[Opening Records supplied section]

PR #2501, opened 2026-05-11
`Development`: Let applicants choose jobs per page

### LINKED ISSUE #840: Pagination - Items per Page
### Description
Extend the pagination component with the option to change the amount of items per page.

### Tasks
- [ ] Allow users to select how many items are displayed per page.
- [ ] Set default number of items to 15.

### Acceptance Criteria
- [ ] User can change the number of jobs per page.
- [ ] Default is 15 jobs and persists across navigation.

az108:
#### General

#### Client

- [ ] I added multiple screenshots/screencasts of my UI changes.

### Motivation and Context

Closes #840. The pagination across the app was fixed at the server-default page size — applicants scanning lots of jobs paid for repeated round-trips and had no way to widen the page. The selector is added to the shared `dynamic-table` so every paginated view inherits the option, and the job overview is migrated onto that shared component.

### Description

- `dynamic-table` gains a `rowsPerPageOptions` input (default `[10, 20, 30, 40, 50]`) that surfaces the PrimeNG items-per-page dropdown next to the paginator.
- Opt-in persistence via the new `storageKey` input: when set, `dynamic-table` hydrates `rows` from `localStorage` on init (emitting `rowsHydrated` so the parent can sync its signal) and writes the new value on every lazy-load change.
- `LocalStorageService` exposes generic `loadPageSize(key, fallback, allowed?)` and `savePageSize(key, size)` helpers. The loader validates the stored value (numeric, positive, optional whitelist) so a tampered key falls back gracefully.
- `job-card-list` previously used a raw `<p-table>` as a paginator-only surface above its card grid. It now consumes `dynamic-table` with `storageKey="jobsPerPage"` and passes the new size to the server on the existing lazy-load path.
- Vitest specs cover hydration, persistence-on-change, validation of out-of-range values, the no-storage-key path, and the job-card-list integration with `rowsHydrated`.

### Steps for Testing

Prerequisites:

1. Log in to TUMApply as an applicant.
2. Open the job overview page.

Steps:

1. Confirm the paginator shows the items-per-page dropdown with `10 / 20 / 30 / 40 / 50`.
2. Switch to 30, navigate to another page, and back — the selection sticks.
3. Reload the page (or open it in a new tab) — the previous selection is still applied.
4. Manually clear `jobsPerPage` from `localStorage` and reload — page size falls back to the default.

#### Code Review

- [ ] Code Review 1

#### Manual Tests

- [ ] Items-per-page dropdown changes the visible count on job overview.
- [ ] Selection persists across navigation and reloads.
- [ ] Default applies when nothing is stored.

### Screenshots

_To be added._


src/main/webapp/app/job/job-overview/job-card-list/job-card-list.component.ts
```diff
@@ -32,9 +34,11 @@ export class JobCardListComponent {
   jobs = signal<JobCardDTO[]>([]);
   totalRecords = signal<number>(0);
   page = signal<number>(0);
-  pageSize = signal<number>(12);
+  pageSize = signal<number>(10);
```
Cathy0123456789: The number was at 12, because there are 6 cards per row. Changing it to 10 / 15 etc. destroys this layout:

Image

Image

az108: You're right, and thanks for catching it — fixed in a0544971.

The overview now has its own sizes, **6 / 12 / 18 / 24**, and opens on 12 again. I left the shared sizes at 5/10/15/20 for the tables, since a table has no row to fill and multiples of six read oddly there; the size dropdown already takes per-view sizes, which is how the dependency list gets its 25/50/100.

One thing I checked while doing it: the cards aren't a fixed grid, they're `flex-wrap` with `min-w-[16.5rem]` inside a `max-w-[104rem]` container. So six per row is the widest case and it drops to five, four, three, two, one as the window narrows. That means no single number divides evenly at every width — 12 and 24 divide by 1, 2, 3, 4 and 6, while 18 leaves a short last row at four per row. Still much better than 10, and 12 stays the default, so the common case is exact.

[Closing Records supplied section]

The word "server" appears in some lines above. Return every one of those lines.

→ **Completed task**
Closes #840. The pagination across the app was fixed at the server-default page size — applicants scanning lots of jobs paid for repeated round-trips and had no way to widen the page. The selector is added to the shared `dynamic-table` so every paginated view inherits the option, and the job overview is migrated onto that shared component.
- `job-card-list` previously used a raw `<p-table>` as a paginator-only surface above its card grid. It now consumes `dynamic-table` with `storageKey="jobsPerPage"` and passes the new size to the server on the existing lazy-load path.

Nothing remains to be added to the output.